EXERCISE PROMPT. Using the records that follow, work out how many lines hold the string "same" and provide that number only.

(Dataset entries)
BEGIN
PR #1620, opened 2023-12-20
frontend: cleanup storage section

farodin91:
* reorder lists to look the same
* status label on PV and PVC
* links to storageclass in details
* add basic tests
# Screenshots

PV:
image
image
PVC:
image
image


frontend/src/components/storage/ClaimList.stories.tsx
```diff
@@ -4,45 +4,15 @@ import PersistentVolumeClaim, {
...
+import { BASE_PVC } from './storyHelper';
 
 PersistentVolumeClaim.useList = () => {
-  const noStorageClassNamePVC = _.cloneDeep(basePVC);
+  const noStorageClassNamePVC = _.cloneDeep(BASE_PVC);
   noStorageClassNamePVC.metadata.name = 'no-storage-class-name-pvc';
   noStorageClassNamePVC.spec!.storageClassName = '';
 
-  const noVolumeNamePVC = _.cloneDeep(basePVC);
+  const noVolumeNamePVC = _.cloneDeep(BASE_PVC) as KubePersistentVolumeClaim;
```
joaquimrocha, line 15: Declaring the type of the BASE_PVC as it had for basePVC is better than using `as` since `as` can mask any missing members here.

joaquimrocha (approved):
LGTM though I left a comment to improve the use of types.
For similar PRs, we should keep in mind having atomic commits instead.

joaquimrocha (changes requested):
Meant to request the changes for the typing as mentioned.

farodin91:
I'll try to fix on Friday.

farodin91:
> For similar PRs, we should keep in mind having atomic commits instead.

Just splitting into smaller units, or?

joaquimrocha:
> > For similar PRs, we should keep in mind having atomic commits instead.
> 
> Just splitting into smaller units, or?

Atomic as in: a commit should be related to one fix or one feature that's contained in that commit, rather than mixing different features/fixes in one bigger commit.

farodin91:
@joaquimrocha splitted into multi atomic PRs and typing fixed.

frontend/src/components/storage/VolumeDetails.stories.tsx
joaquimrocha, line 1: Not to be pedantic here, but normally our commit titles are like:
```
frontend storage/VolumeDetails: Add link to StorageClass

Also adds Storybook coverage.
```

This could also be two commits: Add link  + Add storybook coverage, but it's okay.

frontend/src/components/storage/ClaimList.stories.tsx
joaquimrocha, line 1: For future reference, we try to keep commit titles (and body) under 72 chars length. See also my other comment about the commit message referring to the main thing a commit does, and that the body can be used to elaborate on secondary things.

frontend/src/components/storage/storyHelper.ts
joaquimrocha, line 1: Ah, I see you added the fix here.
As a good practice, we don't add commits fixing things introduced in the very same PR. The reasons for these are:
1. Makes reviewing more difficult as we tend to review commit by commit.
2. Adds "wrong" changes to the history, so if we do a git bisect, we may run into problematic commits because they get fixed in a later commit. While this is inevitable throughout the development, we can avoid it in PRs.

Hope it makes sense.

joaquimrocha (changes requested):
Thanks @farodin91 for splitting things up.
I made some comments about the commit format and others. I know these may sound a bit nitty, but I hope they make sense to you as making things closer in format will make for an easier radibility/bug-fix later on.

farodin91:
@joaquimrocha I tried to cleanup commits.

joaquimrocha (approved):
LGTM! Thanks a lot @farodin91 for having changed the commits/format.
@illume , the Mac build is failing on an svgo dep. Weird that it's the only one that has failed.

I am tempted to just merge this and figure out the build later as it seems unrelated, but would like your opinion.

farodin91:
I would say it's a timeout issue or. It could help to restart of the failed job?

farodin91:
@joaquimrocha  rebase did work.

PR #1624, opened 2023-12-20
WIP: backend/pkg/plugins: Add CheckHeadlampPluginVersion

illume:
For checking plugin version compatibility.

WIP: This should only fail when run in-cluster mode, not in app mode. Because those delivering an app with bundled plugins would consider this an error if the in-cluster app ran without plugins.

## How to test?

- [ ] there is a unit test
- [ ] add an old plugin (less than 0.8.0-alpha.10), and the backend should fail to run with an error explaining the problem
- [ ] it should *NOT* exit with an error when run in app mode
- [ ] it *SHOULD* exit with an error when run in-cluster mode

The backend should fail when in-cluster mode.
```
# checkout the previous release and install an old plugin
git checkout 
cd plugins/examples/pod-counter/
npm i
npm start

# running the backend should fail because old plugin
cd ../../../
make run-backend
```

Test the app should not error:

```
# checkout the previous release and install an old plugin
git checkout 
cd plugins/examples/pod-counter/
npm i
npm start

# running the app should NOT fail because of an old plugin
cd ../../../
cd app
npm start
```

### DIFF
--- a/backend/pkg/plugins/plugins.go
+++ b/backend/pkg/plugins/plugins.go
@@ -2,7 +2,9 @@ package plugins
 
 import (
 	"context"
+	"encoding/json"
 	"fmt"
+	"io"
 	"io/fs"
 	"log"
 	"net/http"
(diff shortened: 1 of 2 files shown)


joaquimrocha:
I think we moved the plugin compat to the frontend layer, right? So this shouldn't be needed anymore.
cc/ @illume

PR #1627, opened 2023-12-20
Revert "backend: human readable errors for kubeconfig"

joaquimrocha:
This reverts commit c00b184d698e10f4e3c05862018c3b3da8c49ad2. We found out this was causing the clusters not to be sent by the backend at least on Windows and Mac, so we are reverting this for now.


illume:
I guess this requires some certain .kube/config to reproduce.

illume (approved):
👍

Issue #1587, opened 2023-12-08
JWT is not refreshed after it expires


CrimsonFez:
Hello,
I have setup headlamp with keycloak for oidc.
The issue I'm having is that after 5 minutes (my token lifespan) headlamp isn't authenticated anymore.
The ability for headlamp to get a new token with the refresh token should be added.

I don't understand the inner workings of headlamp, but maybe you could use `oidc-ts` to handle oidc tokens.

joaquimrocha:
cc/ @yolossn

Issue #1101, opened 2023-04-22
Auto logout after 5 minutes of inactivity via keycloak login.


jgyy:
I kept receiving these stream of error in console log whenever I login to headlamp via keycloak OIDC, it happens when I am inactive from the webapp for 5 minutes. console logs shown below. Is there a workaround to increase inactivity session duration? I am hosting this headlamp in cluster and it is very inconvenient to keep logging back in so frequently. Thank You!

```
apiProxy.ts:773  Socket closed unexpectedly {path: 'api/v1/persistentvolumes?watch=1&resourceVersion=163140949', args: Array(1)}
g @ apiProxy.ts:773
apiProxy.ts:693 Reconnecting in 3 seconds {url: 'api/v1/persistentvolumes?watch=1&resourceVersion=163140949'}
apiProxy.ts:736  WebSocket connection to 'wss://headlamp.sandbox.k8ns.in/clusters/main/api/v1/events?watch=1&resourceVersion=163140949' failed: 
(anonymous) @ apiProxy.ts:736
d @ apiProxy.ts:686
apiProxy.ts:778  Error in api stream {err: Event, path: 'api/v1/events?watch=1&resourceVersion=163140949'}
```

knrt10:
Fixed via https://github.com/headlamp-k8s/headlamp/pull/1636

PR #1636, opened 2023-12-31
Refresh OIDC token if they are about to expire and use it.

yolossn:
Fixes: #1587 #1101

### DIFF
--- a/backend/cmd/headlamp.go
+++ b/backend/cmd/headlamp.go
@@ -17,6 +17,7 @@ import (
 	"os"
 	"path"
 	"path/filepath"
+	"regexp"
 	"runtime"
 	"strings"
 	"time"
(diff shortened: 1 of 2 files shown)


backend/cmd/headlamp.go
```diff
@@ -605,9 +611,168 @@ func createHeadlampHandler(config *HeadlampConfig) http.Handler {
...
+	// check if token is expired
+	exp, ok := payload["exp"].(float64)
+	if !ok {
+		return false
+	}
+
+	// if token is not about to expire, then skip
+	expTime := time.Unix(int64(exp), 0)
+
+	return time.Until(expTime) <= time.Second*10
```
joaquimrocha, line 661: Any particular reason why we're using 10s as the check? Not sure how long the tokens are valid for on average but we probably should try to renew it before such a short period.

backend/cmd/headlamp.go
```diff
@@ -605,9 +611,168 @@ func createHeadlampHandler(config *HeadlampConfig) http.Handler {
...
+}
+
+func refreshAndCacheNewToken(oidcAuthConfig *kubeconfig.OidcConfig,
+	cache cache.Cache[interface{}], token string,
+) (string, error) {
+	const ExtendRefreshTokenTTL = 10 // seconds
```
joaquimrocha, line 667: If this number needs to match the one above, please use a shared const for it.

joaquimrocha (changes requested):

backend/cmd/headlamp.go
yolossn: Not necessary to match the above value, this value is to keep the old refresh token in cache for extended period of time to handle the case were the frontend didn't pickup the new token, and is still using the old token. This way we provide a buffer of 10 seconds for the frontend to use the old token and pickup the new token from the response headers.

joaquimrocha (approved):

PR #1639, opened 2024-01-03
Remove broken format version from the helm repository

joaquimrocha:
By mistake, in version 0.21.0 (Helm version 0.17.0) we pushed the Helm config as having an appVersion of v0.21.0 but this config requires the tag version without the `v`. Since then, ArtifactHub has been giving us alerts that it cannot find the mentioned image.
END
WORKED SOLUTION. 2